:: What is required ::
Reproduce every line in the listing that contains the word "ActualOptionalParams".

:: Data listing ::
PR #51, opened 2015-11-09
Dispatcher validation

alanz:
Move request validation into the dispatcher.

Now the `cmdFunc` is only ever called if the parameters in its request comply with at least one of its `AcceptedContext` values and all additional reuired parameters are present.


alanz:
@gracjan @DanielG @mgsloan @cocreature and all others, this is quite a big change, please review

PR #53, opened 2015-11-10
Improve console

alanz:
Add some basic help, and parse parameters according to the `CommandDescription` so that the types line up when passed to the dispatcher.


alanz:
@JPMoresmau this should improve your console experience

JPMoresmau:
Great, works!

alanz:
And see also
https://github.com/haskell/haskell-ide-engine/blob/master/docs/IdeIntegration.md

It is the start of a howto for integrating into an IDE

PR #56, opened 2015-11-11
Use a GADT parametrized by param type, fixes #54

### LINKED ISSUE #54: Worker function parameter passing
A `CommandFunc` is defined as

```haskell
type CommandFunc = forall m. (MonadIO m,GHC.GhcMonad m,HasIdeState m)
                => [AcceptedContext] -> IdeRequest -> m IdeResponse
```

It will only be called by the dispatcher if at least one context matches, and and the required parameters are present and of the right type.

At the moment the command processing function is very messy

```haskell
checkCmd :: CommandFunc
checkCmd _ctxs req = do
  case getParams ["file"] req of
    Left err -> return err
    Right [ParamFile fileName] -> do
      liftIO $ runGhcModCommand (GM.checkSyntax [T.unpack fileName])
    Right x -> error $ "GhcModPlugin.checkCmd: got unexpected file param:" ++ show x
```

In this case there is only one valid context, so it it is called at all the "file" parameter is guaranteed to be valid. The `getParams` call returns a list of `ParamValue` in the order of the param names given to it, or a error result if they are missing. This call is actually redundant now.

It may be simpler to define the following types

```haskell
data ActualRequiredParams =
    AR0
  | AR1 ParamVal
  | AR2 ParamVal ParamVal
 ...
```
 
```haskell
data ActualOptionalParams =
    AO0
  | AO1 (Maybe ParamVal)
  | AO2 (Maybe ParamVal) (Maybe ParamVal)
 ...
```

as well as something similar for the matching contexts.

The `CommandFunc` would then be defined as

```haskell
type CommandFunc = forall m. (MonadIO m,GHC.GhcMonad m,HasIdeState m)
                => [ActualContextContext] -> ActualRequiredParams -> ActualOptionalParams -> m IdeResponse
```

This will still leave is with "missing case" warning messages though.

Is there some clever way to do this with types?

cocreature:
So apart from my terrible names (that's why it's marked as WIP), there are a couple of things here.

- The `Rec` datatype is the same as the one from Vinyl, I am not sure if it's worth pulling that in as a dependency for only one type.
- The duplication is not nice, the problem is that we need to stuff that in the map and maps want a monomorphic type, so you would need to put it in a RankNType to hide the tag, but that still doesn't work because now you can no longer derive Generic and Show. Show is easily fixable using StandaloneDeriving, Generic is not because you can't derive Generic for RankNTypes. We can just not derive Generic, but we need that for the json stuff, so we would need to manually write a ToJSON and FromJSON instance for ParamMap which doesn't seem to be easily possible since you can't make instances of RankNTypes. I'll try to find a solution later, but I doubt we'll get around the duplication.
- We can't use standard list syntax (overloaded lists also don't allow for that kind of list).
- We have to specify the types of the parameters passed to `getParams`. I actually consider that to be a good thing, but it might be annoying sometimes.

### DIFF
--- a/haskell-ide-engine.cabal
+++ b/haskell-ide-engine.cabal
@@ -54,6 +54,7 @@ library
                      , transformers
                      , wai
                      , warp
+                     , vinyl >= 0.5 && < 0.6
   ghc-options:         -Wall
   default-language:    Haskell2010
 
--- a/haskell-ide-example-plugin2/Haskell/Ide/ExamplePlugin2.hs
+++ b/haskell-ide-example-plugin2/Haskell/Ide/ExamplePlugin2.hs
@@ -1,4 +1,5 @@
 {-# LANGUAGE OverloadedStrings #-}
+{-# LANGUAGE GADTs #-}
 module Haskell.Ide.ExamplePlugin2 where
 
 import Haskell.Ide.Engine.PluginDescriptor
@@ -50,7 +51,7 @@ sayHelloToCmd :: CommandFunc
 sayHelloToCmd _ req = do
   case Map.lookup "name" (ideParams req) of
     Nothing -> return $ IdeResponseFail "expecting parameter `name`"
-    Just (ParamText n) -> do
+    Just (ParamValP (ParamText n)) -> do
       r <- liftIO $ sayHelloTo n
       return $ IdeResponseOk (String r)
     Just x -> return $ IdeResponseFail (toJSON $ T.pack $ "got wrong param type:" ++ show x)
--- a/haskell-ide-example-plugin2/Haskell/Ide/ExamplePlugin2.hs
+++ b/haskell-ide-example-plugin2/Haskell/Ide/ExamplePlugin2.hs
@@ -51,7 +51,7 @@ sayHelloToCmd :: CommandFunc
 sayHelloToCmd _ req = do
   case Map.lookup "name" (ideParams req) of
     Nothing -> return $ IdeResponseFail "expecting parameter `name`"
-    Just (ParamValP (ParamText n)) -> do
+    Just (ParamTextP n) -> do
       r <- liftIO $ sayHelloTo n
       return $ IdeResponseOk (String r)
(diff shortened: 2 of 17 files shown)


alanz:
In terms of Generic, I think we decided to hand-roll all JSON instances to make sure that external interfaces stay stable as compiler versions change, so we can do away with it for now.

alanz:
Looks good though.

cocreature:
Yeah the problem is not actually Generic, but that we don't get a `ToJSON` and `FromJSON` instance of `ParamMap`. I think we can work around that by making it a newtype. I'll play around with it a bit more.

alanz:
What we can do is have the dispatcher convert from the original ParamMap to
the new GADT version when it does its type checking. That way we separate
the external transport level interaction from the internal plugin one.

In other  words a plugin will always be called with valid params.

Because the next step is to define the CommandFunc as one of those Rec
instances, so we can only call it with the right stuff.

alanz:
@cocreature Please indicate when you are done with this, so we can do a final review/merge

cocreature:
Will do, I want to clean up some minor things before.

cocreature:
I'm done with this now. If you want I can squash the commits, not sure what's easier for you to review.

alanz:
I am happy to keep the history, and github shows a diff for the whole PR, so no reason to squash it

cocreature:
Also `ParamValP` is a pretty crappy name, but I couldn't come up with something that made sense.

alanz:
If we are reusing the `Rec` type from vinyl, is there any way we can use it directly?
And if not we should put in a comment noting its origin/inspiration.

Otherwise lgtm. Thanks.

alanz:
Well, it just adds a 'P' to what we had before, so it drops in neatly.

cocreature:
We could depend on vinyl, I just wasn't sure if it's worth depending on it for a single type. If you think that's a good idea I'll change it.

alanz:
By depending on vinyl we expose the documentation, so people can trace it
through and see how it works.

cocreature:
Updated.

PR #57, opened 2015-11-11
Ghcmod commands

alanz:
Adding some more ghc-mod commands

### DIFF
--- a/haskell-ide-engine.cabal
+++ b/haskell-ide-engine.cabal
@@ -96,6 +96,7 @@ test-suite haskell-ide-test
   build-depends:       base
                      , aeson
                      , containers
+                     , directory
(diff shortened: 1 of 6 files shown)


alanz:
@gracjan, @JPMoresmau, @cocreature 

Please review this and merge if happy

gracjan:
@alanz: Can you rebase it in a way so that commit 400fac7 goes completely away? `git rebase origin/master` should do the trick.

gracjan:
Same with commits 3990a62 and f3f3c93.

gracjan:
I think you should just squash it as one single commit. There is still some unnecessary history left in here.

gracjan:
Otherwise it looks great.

:: Problem solution ::
data ActualOptionalParams =
                => [ActualContextContext] -> ActualRequiredParams -> ActualOptionalParams -> m IdeResponse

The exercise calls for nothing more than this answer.